The embodiment above is merely an example and various modified technologies can be envisaged in configurations and process steps thereof. An example is described below.

In the circuits of FIG. 1 or FIG. 2, MOSFETs may be substituted by bipolar transistors. That is, N-channel MOSFETs may be configured by NPN bipolar transistors, and P-channel MOSFETs may be configured by PNP bipolar transistors. In such cases, the twelfth transistor M12 may be configured as a diode. Moreover, a resistor may be used as the level shift circuit. The level shift circuit may be configured by arbitrarily combining the twelfth transistor M12, a diode, and a resistor.

The differential amplifier 100 according to the present embodiment can also be applied to a P-channel input circuit. In such cases, an N-channel configuration may be substituted for a P-channel configuration, and the power supply terminal 110 and the ground terminal 112 may be inversed in a top-to-bottom manner.
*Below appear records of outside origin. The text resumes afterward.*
PR #189, opened 2025-06-25
Implement minimal integration tests

eqmooring:
# Background
We need to perform integration tests that will verify that `ixa-epi-isolation` is performing as expected. These tests can take various forms, but one of the core approaches is that we will simulate the ABM using assumptions that correspond to the assumptions embedded in compartmental ODE models and then we will compare the results from these different modeling approaches. This branch is based on code initially developed in the branches https://github.com/CDCgov/ixa-epi-isolation/tree/pgv5_explore_ode_comparison and https://github.com/CDCgov/ixa-epi-isolation/tree/wtk-pgv5-ode-comparison.

# What has changed
Numerous files have been added to perform a minimal set of integration tests. These include a Python-based approach that uses `abmwrappers` to run repeated simulations in Ixa (see `scripts/call_integration_test.py`), R scripts that set up inputs for the Ixa simulations (specifically, synthetic populations and empirical infectiousness rate functions) and that numerically solve the ODE models, an RMarkdown report for "testing" by visual inspection, and a bash script that runs everything. See `tests/integration/README.md` for more details about where different scripts are stored and how to perform the tests.
 
# What are the outstanding issues
There's a need to add (many) more integration tests beyond the basics included here. But in addition to that need, there are some more fundamental issues to discuss/resolve:

- The current approach to implementing these integration tests is fairly manual with hard-coding of parameters in various scripts. There may be ways to automate this process, but this could be challenging and it's not clear that doing so is worth the effort, given that different tests use different combinations of inputs and compare to different ODE output.
- Review the file structure. Currently, there are scripts such as `create_integration_test_pops.R` in the `scripts` directory, but would it be better if more scripts related to integration testing were all kept together in the `tests/integration` directory?
- The approach is currently based on visual inspection of plots. There is scope to make comparisons more formal and quantitative, but we'd have to think about how to integrate this into a workflow.

A few minor things:
- Deal with pre-commit issues. Capitalizing the names of compartments (e.g., S, I, and R) in variable names violates the requirements of the `object_name_linter`; is this a concern?
- The integration testing process requires a few R packages (e.g., `deSolve` for ODEs). How are we handling R package management in this repo?


tests/integration/integration_tests_report.rmd
```diff
@@ -0,0 +1,105 @@
+---
+title: "Ixa-epi-isolation integration tests and documentation"
+output: html_document
+---
+
+# Preface
+
+This report is intended to serve three purposes:
+
+1) To generate figures and other output that, by visual inspection, serve as integration tests that demonstrate that Ixa-epi-isolation is performing as expected. The primary conceptual basis for these tests is to compare output from Ixa with output from ordinary differential equation models.
```
KOVALW, line 10: In general, we use "ixa" and "ixa-epi-isolation", all lowercase

KOVALW (changes requested):
Overall LGTM for a first pass; I added some small points for clarity in the Rmd and in the code. I think you'll want to rebase to main so we can ensure this setup works with the current src directory. For now, I would also follow pre-commit's requests to use snake case, and simply keep variable names like `ixa_sir_df`.

renv is troublesome to work with, at the least, so I would say that for now we stick with manual installs of the four requisite packages and once we move integration tests to a separate space, we can revisit the issue

KOVALW (approved):
I don't see anything that necessarily needs to be changed for a first pass integration test, but I do want to bring something to your attention:

The `query_susceptibles_and_seed` function of the infection propagation loop takes in the initial incidence for the simulations and uses it not in a deterministic sense to be multiplied by the population size and select that number of people from the population to seed, but rather it considers each susceptible in the population to be a Bernoulli random variable at that probability. 

This creates a binomial distribution of initial conditions where $n$ is the population size and $p$ is the initial incidence. In this model, given your parameters, 36.6% of simulations begin with zero infecteds. 

I would play with initial incidence (maybe even just 0.05 rather than 0.01) and population size (to reduce variance of stochastic extinction) to make the results a little more predictable.

tests/integration/integration_tests_report.rmd
```diff
@@ -0,0 +1,505 @@
...
+expected_init <- dbinom(
+  x = inital_infect_vals,
+  size = sim_pop_size, prob = 0.01
+)
+expected_init_df <- data.frame(
+  count_infectious = inital_infect_vals,
+  expected_prop = expected_init
+)
+
+ggplot(ixa_sir_initial_df, aes(x = count_infectious)) +
```
KOVALW, line 228: I think it's ok to exclude this plot - we have checks now to verify the distribution in ixa. If you want to include it still, I would suggest moving it to the parameters background section where you discuss seeding infectious individuals

KOVALW (commented):
I think this material is great to have - especially the discussion of final epidemic size and $R_0$. I think some consistency across figure would be great. Either showing an IQR or credible interval around the mean count of individuals in each compartment over time (for simulations in which $R(t=50)> 50$) would show the variation without each needing to plot each trajectory. However, as I mention below, I like seeing all the trajectories for comparing $S(t)$ and $R(t)$, I would just facet them out and show them for each model type so that it's fewer lines per panel.

The math, FWIW, looks correct to me. I would ask that you validate the structured population comparison plot with $R_0=2.216$ instead of 2.5

I've also made some code adjustments and would recommend that you run
```
git pull main
git rebase main
poetry update abmwrappers
```
So that your tests and implementation are up to date.

tests/integration/README.md
```diff
@@ -0,0 +1,10 @@
+# Running integration tests
+
+Currently, the integration tests are performed by visual inspection of figures that are produced with commentary in an HTML report. To generate the report, run (from the root of the repo) `bash tests/integration/run_integration_tests.sh`.
+
+That bash script will generate inputs (by running `scripts/create_integration_test_pops.R`, `scripts/create_integration_test_rate_fns.R`, and `scripts/create_ode_output.R`) that are saved at `tests/input`. Then, the ABM simulations themselves are run in Ixa and the simulation output are saved in the respective sub-directory in `tests/integration`; for example, for the ABM that uses typical SIR assumptions, the simulation output are stored in `tests/integration/sir/data/simulations`. Finally, the HTML report is generated and can be found at `tests/integration/integration_tests_report.html`.
+
+The following actions are required before running the bash script:
+
+- Ensure the following R packages are installed: `tidyverse`, `deSolve`, `arrow`, and `rmarkdown`.
```
KOVALW, line 9: I needed to install `Rmpfr` as well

Furthermore, a current mirror circuit may be used as the level shift circuit. That is, a transistor M13 may be arranged between the ninth transistor M9 and the tenth transistor M10, and the twelfth transistor M12 and the transistor M13 may be connected in a current mirror configuration with a common gate.
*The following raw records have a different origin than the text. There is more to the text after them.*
PR #193, opened 2025-07-01
Policy module for selecting guidance. Closes #191

### LINKED ISSUE #191: We should be able to turn off isolation guidance.

KOVALW:
Modular approach for handling intervention policies by replacing the `updated_guidance` module with a more extensible `policies` module. It also adds support for specifying a `guidance_policy` in the parameters, enabling future flexibility for policy management and defaults to None in order to turn off policies.

### Modularization and Policy Management:

* **Added `policies` module**: The `policies` module replaces the `updated_guidance` module, providing a more scalable structure for managing intervention policies. It includes an `init` function that initializes policies based on the `guidance_policy` parameter.
* **`GuidancePolicies` enum**: Introduced `GuidancePolicies` with an initial variant `Updated` to represent the updated guidance policy.
* **Added `guidance_policy` to `Params`**: The `Params` struct now includes an optional `guidance_policy` field to specify the policy guidance for interventions. This is integrated into the default implementation.


input/input.json
```diff
@@ -27,6 +27,7 @@
     },
     "facemask_parameters": {
       "facemask_efficacy": 0.2
-    }
+    },
+    "guidance_policy": "Updated"
```
erik-rosenstrom, line 31: When we add the previous guidance, it is going to be defined by a different set of parameters than the updated policy. If we keep the name intervention_policy_parameters, the user would have to switch back and forth adding and removing parameters if doing it by hand. Is it possible to have griddler handle dictionaries, so this isn't an issue at scale? Maybe we should think about this more when doing the previous guidance PR rather than here.

erik-rosenstrom: This will also impact the parameter validation checks for policy parameters.

erik-rosenstrom: I think we need to add a check that if the policy is updated the dictionary contains the right values.

erik-rosenstrom (commented):
This is great! I have just a few comments about managing policy parameters.

confunguido (approved):
Please look into the parameter naming and good to merge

While the preferred embodiments of the present invention have been described using specific terms, such description is for illustrative purposes only, and it is to be understood that changes and variations may be made without departing from the spirit or scope of the appended claims.

Claims

1. A differential amplifier comprising:

an input differential pair;

a cascode current mirror circuit having at least 2 stages connected as a load on the input differential pair; a tail current source which supplies a tail current to the input differential pair; and a constant current source which is connected in parallel with the input differential pair, and supplies a constant current to the tail current source.
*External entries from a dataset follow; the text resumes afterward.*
PR #198, opened 2025-07-02
Hospitalizations Implementation

erik-rosenstrom:
This is rough draft of the hospitalization implementation.


input/input.json
```diff
@@ -27,6 +27,21 @@
     },
     "facemask_parameters": {
       "facemask_efficacy": 0.2
+    },
+    "hospitalization_parameters": {
+      "mean_delay_to_hospitalization": 1.0,
+      "mean_duration_of_hospitalization": 10.0,
+      "age_groups": [
```
confunguido, line 34: This seems like you could specify something erroneous: 

```
[
{min: 0, max:4, prob:0.5},
{min: 30, max:6, probs:0.5}
]

```

src/hospital_incidence_report.rs
```diff
@@ -0,0 +1,224 @@
+use crate::{
```
confunguido, line 1: The incidence report is straight forward but it would nicer to have a combined report of person properties that include prevalence or incidence.

src/hospitalizations.rs
```diff
@@ -0,0 +1,508 @@
...
+
+use crate::{
+    define_setting_category,
+    parameters::{ContextParametersExt, HospitalizationParameters},
+    population_loader::Age,
+    settings::{ContextSettingExt, SettingProperties},
+    symptom_progression::{SymptomValue, Symptoms},
+};
+
+define_setting_category!(Hospital);
```
confunguido, line 16: I would suggest to not do this at this time.

src/hospitalizations.rs
```diff
@@ -0,0 +1,508 @@
...
+        max: 120,
+        probability: 0.0
+    }
+);
+
+pub trait ContextHospitalizationExt {
+    fn get_hospital_id(&self) -> usize;
+}
+
+impl ContextHospitalizationExt for Context {
```
confunguido, line 43: Please remove for now.

src/hospitalizations.rs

2. The differential amplifier according to claim 1, wherein a constant current supplied by the constant current source is in a range of from 1/20 to ⅕ of the tail current.

3. The differential amplifier according to claim 1, wherein the tail current source comprises a tail transistor arranged between a common connection point of the input differential pair and a first fixed voltage terminal; and

the constant current source comprises a first transistor connected to the tail transistor in a current mirror configuration;

a second transistor connected between the first transistor and a second fixed voltage terminal;

a third transistor connected to the second transistor in a current mirror configuration; and

a level shift circuit arranged between a terminal on a side opposite to the second fixed voltage terminal of the third transistor and a common connection point of the input differential pair;

and supplies, as the constant current, a current flowing in a path including the third transistor and the level shift circuit;

and a potential of a connection point of the third transistor and the level shift circuit is supplied as a bias voltage of the cascode current mirror circuit.

4. The differential amplifier according to claim 3, wherein the level shift circuit comprises:

a level shift transistor in which a control terminal and a terminal connected to the third transistor are commonly connected, the level shift transistor being of a similar type to transistors of which the input differential pair is configured.

5. The differential amplifier according to claim 3, wherein the level shift circuit comprises a diode.

6. The differential amplifier according to claims 1, wherein the differential amplifier is integrated on one semiconductor substrate and is configured using a low voltage process.